The corresponding amino compound is obtained by catalytic reduction, which, recrystallized from alcohol and water, melts at t76 °.

If you turn. instead of the 2-methylbenzoic acid compound in: above Example, the same amount of 3-methylbenzoyl chloride is obtained as an intermediate the m-benzoyl compound with a melting point of 126 to 127 ', which is more readily soluble in bicarbonate, the easily converted into the corresponding amino compound by catalytic reduction. Crystallized from alcohol, it melts at 160 °. Example 5 37 parts of p-nitrobenzenesulfonamide and 24 parts of aluminum chloride are in nitrobenzene solution with 31 parts of 2, 4-dimethylbenzoyl chloride reacted. After the usual work-up, the nitro compound becomes obtained in the form of yellow prisms from the F. i7o ° (crystallized from alcohol).

Through reduction, these go into. Colorless short needles: over, the, crystallized from alcohol, melting at 222 °.

In the above example, if you use the isomeric 3,4 compound, a compound with very similar properties is obtained. It melts at 2214 to 215 °.

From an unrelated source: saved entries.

Issue #919, opened 2021-05-07
Booking keeping issue with nets?


vondele:
something is strange... 
both 
https://tests.stockfishchess.org/tests/view/608d83b895e7f1852abd2c6d 
and 
https://tests.stockfishchess.org/tests/view/608d2c7a95e7f1852abd2c1f 
mention nn-1a9420c9c1d3.nnue as the new_net.
The git diff on the same page shows only one of the two tests with this net, the first link seemingly being wrong.

https://tests.stockfishchess.org/nns shows I uploaded 6 nets, but only 5 show they have been tested (but hte download numbers are such that it is likely all 6 have actually been tested) https://tests.stockfishchess.org/tests/user/vdv shows I tested 3 standard nets (Elo around -30) and 3 Lc0 data nets (Elo around -60). With one canceled test in between (date: 21-05-01 )

As if the git diff or our book-keeping gets it wrong.

TopoIogist:
There seems to be a race condition in the views.py that fetches the net
https://github.com/glinscott/fishtest/blob/8308edf4e1b245d3f922e4439f221094dae90a3e/server/fishtest/views.py#L416

It uses the git branch name to fetch the net

```
def get_net(branch, repo_url):
    """ Get the net from evaluate.h or ucioption.cpp in the repo """
    api_url = repo_url.replace(
        "https://github.com", "https://raw.githubusercontent.com"
    )
    try:
        net = None

        url1 = api_url + "/" + branch + "/src/evaluate.h"
```

Correct would be to use the sha commit id, as the branch could have changed in the meantime.

PR #920, opened 2021-05-08
Use commit sha to retrieve net.

TopoIogist:
When rescheduling a test, fishtest previously used the cached commit sha to retrieve
the code to execute, but fetched the net using only the branch name.

This leads to race conditions if the default net of the corresponding branch was changed in
the meantime as observed in issue https://github.com/glinscott/fishtest/issues/919
To fix the problem use the commit sha also to fetch the net.

Note: I do not have a local fishtest installation to test this fully, so please test with care before merging.

### DIFF
--- a/server/fishtest/views.py
+++ b/server/fishtest/views.py
@@ -413,7 +413,7 @@ def get_sha(branch, repo_url):
         return "", ""
 
 
-def get_net(branch, repo_url):
+def get_net(commit_sha, repo_url):
     """ Get the net from evaluate.h or ucioption.cpp in the repo """
     api_url = repo_url.replace(
         "https://github.com", "https://raw.githubusercontent.com"
@@ -421,7 +421,7 @@ def get_net(branch, repo_url):
     try:
         net = None
 
-        url1 = api_url + "/" + branch + "/src/evaluate.h"
+        url1 = api_url + "/" + commit_sha + "/src/evaluate.h"
         options = requests.get(url1).content.decode("utf-8")
         for line in options.splitlines():
             if "EvalFileDefaultName" in line and "define" in line:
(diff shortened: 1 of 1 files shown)


ppigazzini:
@TopoIogist @vondele I updated [DEV](https://dfts-0.pigazzini.it/) with the PR but not sure how to test it. Feel free to make some test on DEV (user00:user00 approver, user01:user01 normal user)

vondele:
I have created a test using a new net (nn-f7d87b7a1789.nnue) and that seems to be correctly detected by dev (i.e. appears on the test page). However, a worker fails to build that test, probably because somehow that net is not correctly found. That might be unrelated to the patch and rather related to setup of dev?

ppigazzini:
DEV hasn't a nn server, so uploading a new net creates only an entry in the DB.

vondele:
OK, so that makes sense. Let me try to do a test with an existing net, in that case.

ppigazzini:
@vondele by the way after updating the new nn server I will try to setup a nn server on DEV :)

vondele:
with an existing net the test runs fine. I think the change looks good (but I'm not the expert of the code).

ppigazzini:
@vondele if I'm not wrong this is the other change required (with `fishtest.upload`) to use the new nn server: https://github.com/glinscott/fishtest/blob/bb78b0b39ad3ad6f640d31005b97aab316ad0562/server/fishtest/api.py#L223-L225
to:
```python
return HTTPFound( 
    "https://fishnet-new.v7f.eu/nn/" + self.request.matchdict["id"]
) 
```

DEV should be ready to use only the new nn server.

At your convenience please try to upload a new valid net and run a test.

vondele:
saw this only now... yes works fine.

vondele:
OK, that will be for at daylen.. 

personally, I think it would be good to update data.stockfishchess.org to point to the new server.

vondele:
@ppigazzini this one can probably be merged as well.

ppigazzini:
PROD updated, thank you @TopoIogist :)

Instead of that used in the above examples, in p; Position through a nitro group substituted benzenesulfonamide can just as well the in general Part of the other enumerated. p-substitution products can be used. The end products can, as usual, be converted into metal salts.

Claims (1)

PATENT CLAIMS: i. Process for the preparation of p-aminobenzenesulfonacylamides, characterized in that sulfonamides of the benzene series or salts thereof, the contain a nitrogen-containing group in the p-position, with alkyl and or or alkoxy-substituted carboxylic acids of the benzene series or their functional derivatives, optionally in the presence of catalysts or acid-binding agents and optionally the p nitrogen group other than the amino group converted into an amino group. z. Special embodiment of the method according to Claim i, characterized in that one benzenesulfonic acid halides which are in p-position contain a nitrogen-containing group, with amides of methyl and resp. or alkoxy-substituted carboxylic acids of the benzene series and optionally the nitrogen group in the p position other than the amino group into an amino group convicted. To distinguish the subject matter of the invention from the state of the art, im The following publications have been considered for the granting procedure: Münchener Medicin. Wochenschrift 1938, p. 2017; Chem. Reviews 27, p. I 14, Table 21.